■ Work required:
The material below holds a span beginning at the line with "Once the venv" and ending at the line with "## Proposed fix". Quote that span exactly, both ends included, and only that span.

START Input data

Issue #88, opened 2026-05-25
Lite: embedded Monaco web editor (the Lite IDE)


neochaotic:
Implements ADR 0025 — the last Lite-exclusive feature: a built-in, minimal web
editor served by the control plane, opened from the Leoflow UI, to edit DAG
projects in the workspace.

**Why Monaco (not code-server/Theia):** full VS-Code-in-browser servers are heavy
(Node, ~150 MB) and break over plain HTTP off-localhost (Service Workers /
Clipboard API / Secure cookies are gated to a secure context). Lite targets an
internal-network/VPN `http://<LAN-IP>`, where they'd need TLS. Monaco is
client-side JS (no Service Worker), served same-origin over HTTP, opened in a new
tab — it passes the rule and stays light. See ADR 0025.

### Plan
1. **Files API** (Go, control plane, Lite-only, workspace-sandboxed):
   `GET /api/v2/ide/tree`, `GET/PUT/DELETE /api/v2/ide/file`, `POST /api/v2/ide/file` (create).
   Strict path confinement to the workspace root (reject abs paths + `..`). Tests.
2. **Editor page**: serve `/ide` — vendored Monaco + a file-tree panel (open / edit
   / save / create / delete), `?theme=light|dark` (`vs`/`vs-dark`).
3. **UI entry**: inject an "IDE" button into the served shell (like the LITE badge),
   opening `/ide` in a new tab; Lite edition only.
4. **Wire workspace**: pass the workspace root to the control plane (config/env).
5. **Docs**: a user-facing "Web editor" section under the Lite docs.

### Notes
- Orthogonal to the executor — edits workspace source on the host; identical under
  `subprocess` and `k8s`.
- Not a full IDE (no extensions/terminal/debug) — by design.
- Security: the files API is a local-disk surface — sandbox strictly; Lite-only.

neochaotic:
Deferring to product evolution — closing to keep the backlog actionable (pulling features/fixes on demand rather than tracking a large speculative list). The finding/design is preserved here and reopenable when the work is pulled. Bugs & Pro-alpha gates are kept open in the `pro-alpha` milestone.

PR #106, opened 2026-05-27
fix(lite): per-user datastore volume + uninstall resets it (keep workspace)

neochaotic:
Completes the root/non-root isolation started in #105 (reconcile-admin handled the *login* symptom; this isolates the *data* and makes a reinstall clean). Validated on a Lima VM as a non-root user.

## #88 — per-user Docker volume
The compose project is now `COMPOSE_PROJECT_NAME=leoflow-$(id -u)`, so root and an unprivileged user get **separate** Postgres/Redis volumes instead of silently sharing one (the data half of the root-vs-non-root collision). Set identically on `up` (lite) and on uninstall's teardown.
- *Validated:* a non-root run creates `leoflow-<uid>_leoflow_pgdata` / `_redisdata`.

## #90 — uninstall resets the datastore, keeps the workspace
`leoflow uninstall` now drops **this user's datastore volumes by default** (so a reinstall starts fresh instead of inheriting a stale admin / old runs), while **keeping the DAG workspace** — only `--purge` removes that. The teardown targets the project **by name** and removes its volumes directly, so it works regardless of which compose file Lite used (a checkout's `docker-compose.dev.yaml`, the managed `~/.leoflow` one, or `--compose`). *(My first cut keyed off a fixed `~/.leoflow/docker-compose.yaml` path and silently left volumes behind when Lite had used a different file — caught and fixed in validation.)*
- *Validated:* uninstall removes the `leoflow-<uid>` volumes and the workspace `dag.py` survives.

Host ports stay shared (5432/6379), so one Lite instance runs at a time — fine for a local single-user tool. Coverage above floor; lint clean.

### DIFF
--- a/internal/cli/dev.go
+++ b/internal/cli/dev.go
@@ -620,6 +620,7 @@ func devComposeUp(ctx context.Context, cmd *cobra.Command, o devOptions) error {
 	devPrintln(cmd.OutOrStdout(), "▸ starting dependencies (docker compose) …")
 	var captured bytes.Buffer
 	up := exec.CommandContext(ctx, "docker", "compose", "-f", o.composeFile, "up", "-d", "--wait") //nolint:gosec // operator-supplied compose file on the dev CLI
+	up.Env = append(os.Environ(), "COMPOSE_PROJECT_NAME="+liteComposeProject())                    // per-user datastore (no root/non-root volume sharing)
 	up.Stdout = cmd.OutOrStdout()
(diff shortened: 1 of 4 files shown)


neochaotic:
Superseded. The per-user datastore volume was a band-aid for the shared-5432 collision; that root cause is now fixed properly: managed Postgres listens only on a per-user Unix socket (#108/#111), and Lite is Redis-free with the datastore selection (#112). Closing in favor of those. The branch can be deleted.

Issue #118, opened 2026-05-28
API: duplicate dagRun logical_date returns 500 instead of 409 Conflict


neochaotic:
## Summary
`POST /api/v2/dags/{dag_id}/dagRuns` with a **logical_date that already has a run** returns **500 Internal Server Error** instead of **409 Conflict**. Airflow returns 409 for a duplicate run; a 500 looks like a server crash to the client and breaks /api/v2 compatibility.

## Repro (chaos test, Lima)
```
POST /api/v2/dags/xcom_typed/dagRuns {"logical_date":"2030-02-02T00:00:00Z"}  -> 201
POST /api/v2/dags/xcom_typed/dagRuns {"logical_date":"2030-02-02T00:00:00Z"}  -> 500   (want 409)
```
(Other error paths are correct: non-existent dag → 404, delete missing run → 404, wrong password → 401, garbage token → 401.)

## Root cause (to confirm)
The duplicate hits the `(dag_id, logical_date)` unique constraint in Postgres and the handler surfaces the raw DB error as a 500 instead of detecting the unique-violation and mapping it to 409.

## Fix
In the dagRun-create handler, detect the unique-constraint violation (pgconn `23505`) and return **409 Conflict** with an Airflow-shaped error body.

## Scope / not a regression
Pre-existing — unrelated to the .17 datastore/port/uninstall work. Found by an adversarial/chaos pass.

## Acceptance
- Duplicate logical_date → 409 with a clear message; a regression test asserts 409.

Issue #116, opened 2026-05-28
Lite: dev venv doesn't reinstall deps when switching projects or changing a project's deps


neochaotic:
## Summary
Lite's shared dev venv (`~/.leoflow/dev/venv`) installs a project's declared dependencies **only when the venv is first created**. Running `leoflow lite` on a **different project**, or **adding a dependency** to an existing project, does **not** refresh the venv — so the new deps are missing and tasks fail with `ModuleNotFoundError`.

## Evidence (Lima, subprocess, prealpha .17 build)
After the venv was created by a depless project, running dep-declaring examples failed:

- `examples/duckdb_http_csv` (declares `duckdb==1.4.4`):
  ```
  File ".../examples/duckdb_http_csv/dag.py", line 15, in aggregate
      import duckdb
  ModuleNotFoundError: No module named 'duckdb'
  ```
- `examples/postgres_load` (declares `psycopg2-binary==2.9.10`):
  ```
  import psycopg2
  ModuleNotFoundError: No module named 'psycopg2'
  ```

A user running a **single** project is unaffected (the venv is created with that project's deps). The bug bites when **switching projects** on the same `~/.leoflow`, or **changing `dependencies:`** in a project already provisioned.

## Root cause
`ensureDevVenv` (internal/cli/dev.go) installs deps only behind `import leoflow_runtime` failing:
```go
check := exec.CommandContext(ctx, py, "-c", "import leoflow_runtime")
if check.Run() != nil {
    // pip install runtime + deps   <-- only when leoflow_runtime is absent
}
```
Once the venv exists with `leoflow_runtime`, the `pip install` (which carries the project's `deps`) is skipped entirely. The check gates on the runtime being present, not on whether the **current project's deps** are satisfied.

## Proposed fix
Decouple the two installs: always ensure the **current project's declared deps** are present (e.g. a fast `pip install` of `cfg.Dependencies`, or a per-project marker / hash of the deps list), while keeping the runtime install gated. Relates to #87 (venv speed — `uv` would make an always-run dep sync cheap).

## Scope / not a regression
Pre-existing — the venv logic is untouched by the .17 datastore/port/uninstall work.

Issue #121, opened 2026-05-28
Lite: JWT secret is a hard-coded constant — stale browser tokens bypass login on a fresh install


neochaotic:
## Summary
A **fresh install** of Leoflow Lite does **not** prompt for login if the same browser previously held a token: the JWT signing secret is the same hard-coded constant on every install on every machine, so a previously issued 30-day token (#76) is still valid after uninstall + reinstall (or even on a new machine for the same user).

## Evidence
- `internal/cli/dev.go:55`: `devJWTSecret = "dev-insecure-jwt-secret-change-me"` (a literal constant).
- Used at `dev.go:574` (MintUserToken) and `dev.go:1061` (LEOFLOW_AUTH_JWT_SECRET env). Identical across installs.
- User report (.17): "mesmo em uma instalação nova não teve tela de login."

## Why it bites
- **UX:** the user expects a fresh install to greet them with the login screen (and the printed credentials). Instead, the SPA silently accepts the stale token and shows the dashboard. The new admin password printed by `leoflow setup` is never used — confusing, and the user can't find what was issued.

END Input data

■ Written reply:
Once the venv exists with `leoflow_runtime`, the `pip install` (which carries the project's `deps`) is skipped entirely. The check gates on the runtime being present, not on whether the **current project's deps** are satisfied.

## Proposed fix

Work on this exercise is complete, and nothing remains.